In a 1988 paper Stanley \cite{Stanley} introduced the concept of a {\it differential poset}, a class of partially ordered sets.  The prime example of a $1$-differential poset is Young's lattice, the poset of partitions of $n$ ordered by inclusion of the Ferrers diagram.  White and Shimozono discuss the generalization of Young's lattice and Young tableaux to the domino poset and the corresponding domino tableaux \cite{Shimozono} and to the $k$-ribbon poset and corresponding $k$-ribbon tableaux \cite{White}.  The domino poset is known to be $2$-differential and the $k$-ribbon poset is known to be $k$-differential.  At this time, there are only two known classes of differential posets.  The first are the $k$-ribbon generalizations of Young's lattice and the second are the generalizations of the Fibonacci lattice.  In his initial paper on differential posets, Stanley poses the problem to find ``interesting" examples of $r$-differential posets and asks if there are any irreducible differential lattices besides the generalizations of Young's lattice and the Fibonacci lattice.

  In this paper we define both a doubly-ordered poset and a more general multi-ordered poset, which are ``almost" differential according to Stanley's definition and that we think are ``interesting".  We define a differential doubly-ordered poset and a differential multi-ordered poset and prove which of Stanley's conditions on differential posets apply to this new hybrid poset.  As with the two standard classes of differential posets, the multi-ordered poset gives rise to many interesting questions about the number of chains in this poset and the tableau representations of these chains.  We discuss these open problems in Section 6.  

\vskip 30pt


\section*{\normalsize 2. Background and Definitions}
In this section we present some necessary definitions related to tableaux and posets.  For a more complete exposition, the reader is referred to Stanley's excellent book on Enumerative Combinatorics \cite{Sta}.

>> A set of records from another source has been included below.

PR #259, opened 2022-06-12
fixing admin create beneficiery issue 818

quantum-grit:
Fixing issues related to Admin Crete Beneficiary Form https://github.com/podkrepi-bg/frontend/issues/818
Additional fixes added as noticed while debuging the campaing creation

- fixed: in create/update Beneficiary the personId can be optional, if passing companyId and vice versa
- rename: getCampaignByIdAndPersonId to getCampaignByIdAndCoordinatorId to better reflect that this method is checking if the authenticated user is coordinator of the campaign
- fixed: keycloak.isAdmin function to check for realmRoles too
- fixed: expenses list method was not exposed via API

### DIFF
--- a/apps/api/src/auth/keycloak.ts
+++ b/apps/api/src/auth/keycloak.ts
@@ -1,11 +1,14 @@
+import { Logger } from '@nestjs/common'
 import { RealmViewSupporters, ViewSupporters } from '@podkrepi-bg/podkrepi-types'
 
 export function isAdmin(user: KeycloakTokenParsed): boolean {
-  if (!user.resource_access) {
+  Logger.debug('User info: ' + JSON.stringify(user))
+
+  if (!(user.resource_access || user.realm_access)) {
     return false
   }
 
-  const roles = [RealmViewSupporters.role, ViewSupporters.role].map((role) => {
+  const adminRoles = [RealmViewSupporters.role, ViewSupporters.role].map((role) => {
     const [key, roleName] = role.split(':')
     return {
       key,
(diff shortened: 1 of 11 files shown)


apps/api/src/auth/keycloak.ts
```diff
@@ -1,21 +1,36 @@
+import { Logger } from '@nestjs/common'
 import { RealmViewSupporters, ViewSupporters } from '@podkrepi-bg/podkrepi-types'
 
 export function isAdmin(user: KeycloakTokenParsed): boolean {
```
kachar, line 4: This function becomes quite complex, maybe we need to add a unit test to confirm all the expected cases

apps/api/src/beneficiary/dto/create-beneficiary.dto.ts
```diff
@@ -14,8 +22,26 @@ export class CreateBeneficiaryDto {
   @IsNotEmpty()
   @Expose()
   @IsUUID()
+  @IsOptional()
+  @ValidateIf(
+    (data) =>
+      (data.type === BeneficiaryType.individual && data.personId) ||
+      (data.type === BeneficiaryType.company && data.companyId),
+  )
```
kachar, line 30: Nice addition! Great usage of the `@ValidateIf` decorator

apps/api/src/campaign/campaign.service.ts
```diff
@@ -78,9 +78,12 @@ export class CampaignService {
...
   }
 
-  async getCampaignByIdAndPersonId(campaignId: string, personId: string): Promise<Campaign | null> {
+  async getCampaignByIdAndCoordinatorId(
+    campaignId: string,
+    coordinatorId: string,
+  ): Promise<Campaign | null> {
     const campaign = await this.prisma.campaign.findFirst({
-      where: { id: campaignId, coordinator: { personId } },
+      where: { id: campaignId, coordinator: { personId: coordinatorId } },
```
kachar, line 86: The `coordinatorId` is different from `personId` - two separate models and two separate tables.

We need to keep in mind that `Coordinatr` model has own field `personId` inside of it.

kachar (approved):
Feels promising, right on point

PR #265, opened 2022-06-14
817 featureadmin add donated amount column and link to donations to campaign grid

borislavstoychev:
[frontend](https://github.com/podkrepi-bg/frontend/pull/822)

### DIFF
--- a/apps/api/src/campaign/campaign.service.ts
+++ b/apps/api/src/campaign/campaign.service.ts
@@ -57,7 +57,7 @@ export class CampaignService {
   }
 
   async listAllCampaigns(): Promise<Campaign[]> {
-    return await this.prisma.campaign.findMany({
+    const campaigns = await this.prisma.campaign.findMany({
       orderBy: {
         endDate: 'asc',
       },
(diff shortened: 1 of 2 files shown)


apps/api/src/campaign/campaign.service.ts
```diff
@@ -57,17 +57,29 @@ export class CampaignService {
...
         campaignType: { select: { name: true } },
         beneficiary: { select: { person: { select: { firstName: true, lastName: true } } } },
         coordinator: { select: { person: { select: { firstName: true, lastName: true } } } },
-        vaults: { select: { id: true, amount: true } },
+        vaults: { select: { donations: { select: { amount: true } }, amount: true } },
+        incomingTransfers: { select: { amount: true } },
+        outgoingTransfers: { select: { amount: true } },
       },
     })
+    for (const campaign of campaigns) {
```
kachar, line 73: @borislavstoychev Have you checked if you can reuse `addReachedAmountAndDonors` method?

Let $\lambda = (\lambda_{1}, \lambda_{2}, \dots, \lambda_{k})$ be a $k$-tuple of non-negative integers.  We say that $\lambda$ is a {\it partition of n} if $\lambda_{1}+\lambda_{2}+\dots+\lambda_{k}=n$ and $\lambda_{1}\geq\lambda_{2}\geq\dots\geq\lambda_{k} >0.$

A {\it Ferrers diagram} describes a partition $\lambda$ pictorially through an array of $n$ dots in $k$ left-justified rows with row $i$ containing $\lambda_{i}$ dots for $1\leq i \leq k$.  For example, the Ferrers diagram for the partition $\lambda$ = (7, 5, 3, 3, 1) is:
\[
T = \begin{array}{ccccccc} 
\bullet&\bullet&\bullet&\bullet&\bullet&\bullet&\bullet\\
\bullet&\bullet&\bullet&\bullet&\bullet\\
\bullet&\bullet&\bullet\\
\bullet&\bullet&\bullet\\
\bullet
\end{array}
\]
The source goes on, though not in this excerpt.